Hugging Face
Semantic Scholar
| Feature | Hugging Face | Semantic Scholar |
|---|---|---|
| Pricing | Free / from $9/mo | Free only |
| Free Plan | ✓ Yes | ✓ Yes |
| Rating | 4.7 / 5 | 4.4 / 5 |
| Best For | ml-engineers, researchers, data-scientists, ai-startups | researchers, phd-students, academics, literature-reviewers |
| Founded | 2016 | 2015 |
| Model Hub | ✓ | ✗ |
| Datasets | ✓ | ✗ |
| Spaces | ✓ | ✗ |
| Inference Api | ✓ | ✗ |
| Transformers Library | ✓ | ✗ |
| Autotrain | ✓ | ✗ |
| Semantic Search | ✗ | ✓ |
| Tldr Summaries | ✗ | ✓ |
| Citation Graphs | ✗ | ✓ |
| Research Feeds | ✗ | ✓ |
| Author Profiles | ✗ | ✓ |
| Open Api | ✗ | ✓ |
✓ Hugging Face Pros
- Largest model repository
- Active open-source community
- Easy model deployment
- Spaces for demos
✗ Hugging Face Cons
- Inference API can be slow on free tier
- Enterprise features expensive
- Not all models are production-ready
✓ Semantic Scholar Pros
- Completely free to use
- AI-generated paper summaries (TLDR)
- Influence and citation metrics
- Research feeds and alerts
✗ Semantic Scholar Cons
- Coverage gaps in some disciplines
- No full-text access
- Interface less intuitive than Google Scholar
The Verdict
Hugging Face is built for ml engineers and researchers, with a focus on model-hub and datasets. Semantic Scholar targets researchers and phd students and leads with semantic-search and tldr-summaries.
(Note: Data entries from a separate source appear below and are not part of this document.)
PR #204, opened 2022-02-20
Using pmdsky-debug for binaries and symbols

theCapypara:
This switches from using the "Binaries" in "pmd2data.xml" to using the symbol YML files of pmdsky-debug.
@UsernameFodder: Would be great if you could also have a look and add a review (can't add you to reviewers since you aren't a member / contributor).


skytemple_files/_resources/skytemple_pmdsky_debug_symbols.yml
```diff
@@ -0,0 +1,93 @@
...
+        NA: 0x204EFE0
+        EU: 0x204ECA8
+      length:
+        NA: 0x168
+        EU: 0x168
+      description: Requires EditExtraPokemon patch.
+
+overlay0:
+  data:
+    - name: MAIN_MENU_SONG_ID
```
UsernameFodder, line 51: This one's already in `literals.yml` as `TOP_MENU_MUSIC_ID`.

skytemple_files/_resources/skytemple_pmdsky_debug_symbols.yml
```diff
@@ -0,0 +1,93 @@
...
+        NA: 0x22BE1A0
+        EU: 0x22BE9B4
+      length:
+        NA: 0x1
+        EU: 0x1
+      description: "Song playing in the main menu. Note: Probably in the middle of a function."
+
+overlay9:
+  data:
+    - name: MAIN_MENU_RETURN_SONG_ID
```
UsernameFodder, line 62: This one's already in `literals.yml` as `TOP_MENU_RETURN_MUSIC_ID`. Let's add the description upstream.

skytemple_files/_resources/skytemple_pmdsky_debug_symbols.yml
```diff
@@ -0,0 +1,93 @@
...
+        NA: 0x233D900
+        EU: 0x233E080
+      length:
+        NA: 0x1
+        EU: 0x1
+      description: "Song playing in the main menu when returning from the Sky Jukebox. Note: Probably in the middle of a function."
+
+overlay11:
+  data:
+    - name: MONSTER_GROUND_IDLE_ANIM
```
UsernameFodder, line 73: Is this part of a larger function? If we know what the full function does maybe we should add it upstream.

skytemple_files/_resources/ppmdu_config/pmd2data.xml
```diff
@@ -68,592 +68,9 @@
...
-        <Block name="UnknownMenuConfirm" beg="0xD4C" end="0xD64"/>
-        <Block name="DungeonDebugMenu" beg="0xD74" end="0xD9C"/>
-      </Bin>
-      <Bin filepath="overlay/overlay_0035.bin" loadaddress="0x022BD3C0"/>
-      <!-- THIS IS END45'S 'EXTRA SPACE' OVERLAY. IT REQUIRES THE 'ExtraSpace' PATCH -->
-      <Bin filepath="overlay/overlay_0036.bin" loadaddress="0x023A7080"/>
-    </Game>
-
-    <!--Japan-->
-    <Game id="EoS_JP">
```
UsernameFodder, line 583: I was lazy and haven't added the JP values in `pmdsky-debug`, but maybe we should before deleting this file lol

skytemple_files/common/ppmdu_config/pmdsky_debug/util.py
```diff
@@ -0,0 +1,64 @@
...
+            return True
+        if super().__contains__(self._pascal_to_screaming_snake(o)):
+            return True
+        return super().__contains__(self._screaming_snake_to_pascal(o))
+
+    @staticmethod
+    def _pascal_to_screaming_snake(string: str) -> str:
+        return PASCAL_REGEX.sub('_', string).upper()
+
+
```
UsernameFodder, line 61: Why's there two newlines here lol

skytemple_files/common/ppmdu_config/pmdsky_debug/loader.py
```diff
@@ -0,0 +1,308 @@
...
+        pool[name] = newobj
+        return newobj
+
+
+def _read_symbol(loadaddr: int, symbol_def: dict, typ: Pmd2BinarySymbolType, region: str) -> Optional[Pmd2BinarySymbol]:
+    assert isinstance(loadaddr, int)
+    if 'name' in symbol_def:
+        name = symbol_def['name']
+    else:
+        raise ValueError("Symbol is missing it's name.")
```
UsernameFodder, line 183: its

skytemple_files/common/ppmdu_config/pmdsky_debug/loader.py
```diff
@@ -0,0 +1,308 @@
...
+    
+    if 'address' in symbol_def:
+        if region in symbol_def['address']:
+            if isinstance(symbol_def['address'][region], list):
+                begin = symbol_def['address'][region][0] - loadaddr
```
UsernameFodder, line 188: This is probably fine, but I wonder if ignoring all but the first value is going to bite at some point in the future...

skytemple_files/common/ppmdu_config/pmdsky_debug/loader.py
```diff
@@ -0,0 +1,308 @@
...
+            else:
+                begin = symbol_def['address'][region] - loadaddr
+        else:
+            return None
+    else:
+        raise ValueError(f"Symbol {name} is missing an address.")
+    
+    if 'description' in symbol_def:
```
UsernameFodder, line 196: We could simplify this to `description = symbol_def.get('description', "")`

skytemple_files/common/ppmdu_config/pmdsky_debug/loader.py
```diff
@@ -0,0 +1,308 @@
...
+        description = symbol_def['description']
+    else:
+        description = ""
+    
+    if typ == Pmd2BinarySymbolType.FUNCTION:
+        return Pmd2BinarySymbol(
+            name=name,
+            typ=Pmd2BinarySymbolType.FUNCTION,
+            begin=begin,
+            end=None,
```
UsernameFodder, line 206: Technically there's no reason why a function symbol can't have a length. I just didn't add any because it's a bit easier not to and lengths aren't generally useful for functions. But is there really a need for the `if-else`?

skytemple_files/common/ppmdu_config/pmdsky_debug/loader.py
```diff
@@ -0,0 +1,308 @@
...
+                if sym is not None:
+                    binary.symbols.append(sym)
+        if 'data' in definition:
+            assert binary.loadaddress is not None
+            for symbol_def in definition['data']:
+                sym = _read_symbol(binary.loadaddress, symbol_def, Pmd2BinarySymbolType.DATA, region)
+                if sym is not None:
+                    binary.symbols.append(sym)
+        if 'description' in definition:
+            if region in definition['description']:
```
UsernameFodder, line 252: Descriptions aren't region-dependent, so I think the description will probably never get set like this.

skytemple_files/common/ppmdu_config/pmdsky_debug/loader.py
```diff
@@ -0,0 +1,308 @@
...
+
+def load_binaries(edition: str) -> List[Pmd2Binary]:
+    version, region = edition.split("_")
+    if version != GAME_VERSION_EOS:
+        raise ValueError("This game version is not supported.")
+
+    binaries: Dict[str, _IncompleteBinary] = {}
+
+    files = glob(os.path.join(SYMBOLS_DIR, '*.yml'))
+    files.sort(key=lambda key: 1 if key.startswith('arm') or key.startswith('overlay') else -1)
```
UsernameFodder, line 299: Am I reading this right? The `sort` method sorts ascending, so assigning 1 to `arm*` and `overlay*` and -1 to everything else is going to put `arm*` and `overlay*` last, not first. I think we want them first so the descriptions make it in properly?

UsernameFodder (changes requested):

.github/workflows/check-pmdsky-debug.yml
```diff
@@ -0,0 +1,22 @@
...
+    runs-on: ubuntu-latest
+    steps:
+      - name: Checkout
+        uses: actions/checkout@v2
+        with:
+          submodules: 'recursive'
+      - name: Install resymgen
+        run: cargo install resymgen
+      - name: Test
+        run: ~/.cargo/bin/resymgen check --complete-version-list --explicit-versions --in-bounds-symbols --no-function-overlap --nonempty-maps --unique-symbols --data-names SCREAMING_SNAKE_CASE --function-names PascalCase symbols/*.yml
```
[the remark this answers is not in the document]
theCapypara: I didn't check, I didn't want to bother with the possibility of it not being in PATH haha

skytemple_files/_resources/skytemple_pmdsky_debug_symbols.yml
theCapypara: I completely forgot to check the literals.yml file :clown_face: I just asumed you didn't track immediate values.

skytemple_files/_resources/skytemple_pmdsky_debug_symbols.yml
theCapypara: This is part of the ChangePokemonGroundAnim patch (#178). I should add that as a description.

skytemple_files/_resources/ppmdu_config/pmd2data.xml
theCapypara: I mean it's still always here in the history haha

skytemple_files/common/ppmdu_config/pmdsky_debug/loader.py
theCapypara: I will never get this right. :hankey:

skytemple_files/common/ppmdu_config/pmdsky_debug/loader.py
theCapypara: Yeah I might change it later to allow multiple `begin` values (have the type of `begin` be `Union[int, List[int]]`, but only if needed.

skytemple_files/common/ppmdu_config/pmdsky_debug/loader.py
theCapypara: I can get rid of the if-else, it was mostly useful during writing the function since it would have error'd if there was a data block without a length. But I can just ignore it now if it doesn't exist.

skytemple_files/common/ppmdu_config/pmdsky_debug/loader.py
theCapypara: Thanks, I missed this.

skytemple_files/common/ppmdu_config/pmdsky_debug/loader.py
theCapypara: Oh, you're right. To be honest I just implemented this blindly from memory. I didn't check that `literals.yml` and `ram.yml` also contain the length and addresses (I just asumed they didn't) - That's the main reason I added this, to make sure those are set first. But guess it still works since those two files still contain everything needed.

Semantic Scholar uses custom enterprise pricing, while Hugging Face starts at $9/mo — a tangible advantage for teams with a fixed budget.
Both offer free plans, so you can test each with your real workflow before committing to a subscription.
Both tools are a solid fit for researchers — in those cases, the decision often comes down to workflow style and how your team prefers to organize work.
Bottom line: Hugging Face has a slight overall edge — but if completely free to use matters most to you, Semantic Scholar may still be the right call.